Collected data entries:

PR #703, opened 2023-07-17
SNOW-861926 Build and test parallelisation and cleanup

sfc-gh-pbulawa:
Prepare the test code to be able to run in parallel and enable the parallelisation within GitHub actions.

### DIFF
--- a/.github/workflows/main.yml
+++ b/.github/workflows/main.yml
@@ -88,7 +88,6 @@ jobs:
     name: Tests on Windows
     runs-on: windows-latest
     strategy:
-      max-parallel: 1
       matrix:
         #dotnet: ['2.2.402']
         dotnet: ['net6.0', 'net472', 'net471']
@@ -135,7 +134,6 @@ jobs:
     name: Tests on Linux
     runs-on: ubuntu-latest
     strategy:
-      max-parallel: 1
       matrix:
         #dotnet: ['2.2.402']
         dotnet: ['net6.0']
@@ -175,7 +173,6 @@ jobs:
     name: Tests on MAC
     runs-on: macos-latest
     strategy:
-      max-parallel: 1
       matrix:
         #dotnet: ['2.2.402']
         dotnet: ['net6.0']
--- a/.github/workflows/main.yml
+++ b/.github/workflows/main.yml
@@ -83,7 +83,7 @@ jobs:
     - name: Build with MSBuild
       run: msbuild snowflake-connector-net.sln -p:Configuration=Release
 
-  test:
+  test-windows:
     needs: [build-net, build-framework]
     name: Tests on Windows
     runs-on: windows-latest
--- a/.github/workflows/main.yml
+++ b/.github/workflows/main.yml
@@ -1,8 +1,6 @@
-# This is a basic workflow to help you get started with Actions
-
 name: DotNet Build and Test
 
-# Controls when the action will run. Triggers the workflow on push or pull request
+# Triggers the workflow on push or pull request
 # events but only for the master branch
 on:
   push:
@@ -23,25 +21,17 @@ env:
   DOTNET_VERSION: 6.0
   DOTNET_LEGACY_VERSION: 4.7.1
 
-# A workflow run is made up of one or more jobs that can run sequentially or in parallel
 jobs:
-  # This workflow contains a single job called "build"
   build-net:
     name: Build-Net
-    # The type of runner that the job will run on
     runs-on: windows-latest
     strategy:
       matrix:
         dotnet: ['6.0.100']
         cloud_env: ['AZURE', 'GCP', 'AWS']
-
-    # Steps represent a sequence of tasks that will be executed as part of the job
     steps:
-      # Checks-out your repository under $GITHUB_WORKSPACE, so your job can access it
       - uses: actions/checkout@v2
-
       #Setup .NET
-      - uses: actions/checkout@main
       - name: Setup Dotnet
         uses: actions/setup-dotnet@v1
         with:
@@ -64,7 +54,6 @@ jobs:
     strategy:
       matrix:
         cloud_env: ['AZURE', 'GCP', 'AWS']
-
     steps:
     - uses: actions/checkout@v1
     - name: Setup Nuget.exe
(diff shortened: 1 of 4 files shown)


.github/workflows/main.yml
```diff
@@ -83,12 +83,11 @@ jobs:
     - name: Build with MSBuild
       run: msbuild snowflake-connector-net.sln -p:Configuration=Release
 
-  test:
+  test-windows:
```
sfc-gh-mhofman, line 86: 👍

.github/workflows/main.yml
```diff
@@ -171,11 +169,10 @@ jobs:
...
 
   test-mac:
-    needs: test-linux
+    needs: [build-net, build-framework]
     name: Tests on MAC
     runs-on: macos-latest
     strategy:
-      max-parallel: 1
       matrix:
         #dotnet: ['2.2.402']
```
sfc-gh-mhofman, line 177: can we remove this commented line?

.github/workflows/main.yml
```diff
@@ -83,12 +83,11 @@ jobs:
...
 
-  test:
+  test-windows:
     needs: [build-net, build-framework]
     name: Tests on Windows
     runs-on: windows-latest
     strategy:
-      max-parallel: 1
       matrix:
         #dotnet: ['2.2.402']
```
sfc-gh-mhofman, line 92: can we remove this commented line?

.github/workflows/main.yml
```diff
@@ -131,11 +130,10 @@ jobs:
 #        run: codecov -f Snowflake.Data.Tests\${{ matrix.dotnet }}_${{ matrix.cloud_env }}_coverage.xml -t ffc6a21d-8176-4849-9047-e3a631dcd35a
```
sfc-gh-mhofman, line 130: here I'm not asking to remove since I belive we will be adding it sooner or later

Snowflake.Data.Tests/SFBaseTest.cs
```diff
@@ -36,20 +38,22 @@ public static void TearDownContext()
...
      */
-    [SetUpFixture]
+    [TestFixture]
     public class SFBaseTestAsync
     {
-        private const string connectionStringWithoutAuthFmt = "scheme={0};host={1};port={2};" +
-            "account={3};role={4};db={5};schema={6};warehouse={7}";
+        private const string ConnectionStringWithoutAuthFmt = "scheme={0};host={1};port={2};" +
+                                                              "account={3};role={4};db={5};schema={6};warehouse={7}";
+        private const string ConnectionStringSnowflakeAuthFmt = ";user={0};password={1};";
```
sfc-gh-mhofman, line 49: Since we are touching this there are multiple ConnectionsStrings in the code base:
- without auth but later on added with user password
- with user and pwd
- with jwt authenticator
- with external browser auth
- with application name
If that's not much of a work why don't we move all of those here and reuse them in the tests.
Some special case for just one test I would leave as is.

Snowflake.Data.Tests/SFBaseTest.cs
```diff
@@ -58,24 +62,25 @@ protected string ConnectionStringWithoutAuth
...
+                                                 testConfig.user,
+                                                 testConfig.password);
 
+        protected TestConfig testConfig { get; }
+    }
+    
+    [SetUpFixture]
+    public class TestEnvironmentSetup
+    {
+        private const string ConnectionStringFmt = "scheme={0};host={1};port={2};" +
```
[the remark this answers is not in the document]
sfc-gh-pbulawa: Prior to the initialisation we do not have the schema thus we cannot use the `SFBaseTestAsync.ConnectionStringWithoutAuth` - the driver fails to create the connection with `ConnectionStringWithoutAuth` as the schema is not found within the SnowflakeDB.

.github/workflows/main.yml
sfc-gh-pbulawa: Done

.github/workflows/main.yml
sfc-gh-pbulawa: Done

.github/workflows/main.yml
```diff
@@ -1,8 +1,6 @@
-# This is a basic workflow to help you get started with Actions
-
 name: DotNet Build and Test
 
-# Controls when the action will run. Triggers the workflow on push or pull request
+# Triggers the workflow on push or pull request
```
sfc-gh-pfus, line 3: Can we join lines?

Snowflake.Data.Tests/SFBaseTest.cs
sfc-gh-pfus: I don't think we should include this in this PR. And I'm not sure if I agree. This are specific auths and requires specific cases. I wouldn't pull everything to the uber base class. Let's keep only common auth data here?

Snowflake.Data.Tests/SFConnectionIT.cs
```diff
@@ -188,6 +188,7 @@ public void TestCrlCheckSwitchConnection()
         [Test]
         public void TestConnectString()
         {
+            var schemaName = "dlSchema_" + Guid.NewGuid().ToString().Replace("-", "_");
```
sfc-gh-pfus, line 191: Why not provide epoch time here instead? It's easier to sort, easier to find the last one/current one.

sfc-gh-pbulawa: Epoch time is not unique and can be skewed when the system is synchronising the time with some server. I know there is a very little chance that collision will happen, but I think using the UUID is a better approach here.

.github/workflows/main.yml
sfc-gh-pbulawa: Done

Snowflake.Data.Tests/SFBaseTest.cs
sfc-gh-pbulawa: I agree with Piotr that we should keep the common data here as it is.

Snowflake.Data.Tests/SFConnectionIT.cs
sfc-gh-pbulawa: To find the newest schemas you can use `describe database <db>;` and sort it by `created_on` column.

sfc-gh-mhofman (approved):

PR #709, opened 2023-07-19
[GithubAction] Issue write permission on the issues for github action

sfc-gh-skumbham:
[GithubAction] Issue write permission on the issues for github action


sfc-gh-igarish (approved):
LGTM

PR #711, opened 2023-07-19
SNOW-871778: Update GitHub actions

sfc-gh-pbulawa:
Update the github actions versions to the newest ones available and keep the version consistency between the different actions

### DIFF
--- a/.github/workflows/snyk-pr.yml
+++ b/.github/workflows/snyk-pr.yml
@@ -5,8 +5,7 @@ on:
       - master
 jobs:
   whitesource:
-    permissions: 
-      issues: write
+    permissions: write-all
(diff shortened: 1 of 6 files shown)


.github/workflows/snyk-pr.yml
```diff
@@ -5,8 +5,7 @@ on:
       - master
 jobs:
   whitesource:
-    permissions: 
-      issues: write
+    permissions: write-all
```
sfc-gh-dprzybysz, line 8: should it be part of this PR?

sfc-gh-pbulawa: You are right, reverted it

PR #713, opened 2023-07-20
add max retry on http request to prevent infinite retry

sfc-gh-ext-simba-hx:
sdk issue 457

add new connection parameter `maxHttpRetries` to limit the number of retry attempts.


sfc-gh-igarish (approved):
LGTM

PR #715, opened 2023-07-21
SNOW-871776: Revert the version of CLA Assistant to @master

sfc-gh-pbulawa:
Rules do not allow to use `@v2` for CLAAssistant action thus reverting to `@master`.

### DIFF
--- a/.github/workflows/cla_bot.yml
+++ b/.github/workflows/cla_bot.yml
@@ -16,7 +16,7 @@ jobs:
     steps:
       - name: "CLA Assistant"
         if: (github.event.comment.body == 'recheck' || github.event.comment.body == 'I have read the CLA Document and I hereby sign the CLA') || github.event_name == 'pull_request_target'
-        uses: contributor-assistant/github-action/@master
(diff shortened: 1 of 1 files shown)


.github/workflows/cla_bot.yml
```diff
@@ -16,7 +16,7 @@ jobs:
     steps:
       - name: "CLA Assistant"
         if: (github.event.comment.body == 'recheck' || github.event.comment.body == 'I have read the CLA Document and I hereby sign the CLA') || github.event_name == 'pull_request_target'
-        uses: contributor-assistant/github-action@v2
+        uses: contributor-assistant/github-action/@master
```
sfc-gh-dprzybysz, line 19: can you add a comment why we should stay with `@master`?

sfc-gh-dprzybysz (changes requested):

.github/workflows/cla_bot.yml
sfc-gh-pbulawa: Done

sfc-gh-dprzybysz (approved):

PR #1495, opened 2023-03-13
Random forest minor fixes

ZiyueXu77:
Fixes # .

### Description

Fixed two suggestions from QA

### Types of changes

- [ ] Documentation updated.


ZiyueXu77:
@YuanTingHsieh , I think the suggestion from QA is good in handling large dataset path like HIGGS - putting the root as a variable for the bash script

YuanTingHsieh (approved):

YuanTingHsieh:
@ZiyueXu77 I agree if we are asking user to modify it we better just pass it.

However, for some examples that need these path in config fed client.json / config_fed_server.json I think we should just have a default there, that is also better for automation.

### Problem details
Every line in the records above that contains the word "mhofman" should be copied out.

### Task result
sfc-gh-mhofman, line 86: 👍
sfc-gh-mhofman, line 177: can we remove this commented line?
sfc-gh-mhofman, line 92: can we remove this commented line?
sfc-gh-mhofman, line 130: here I'm not asking to remove since I belive we will be adding it sooner or later
sfc-gh-mhofman, line 49: Since we are touching this there are multiple ConnectionsStrings in the code base:
sfc-gh-mhofman (approved):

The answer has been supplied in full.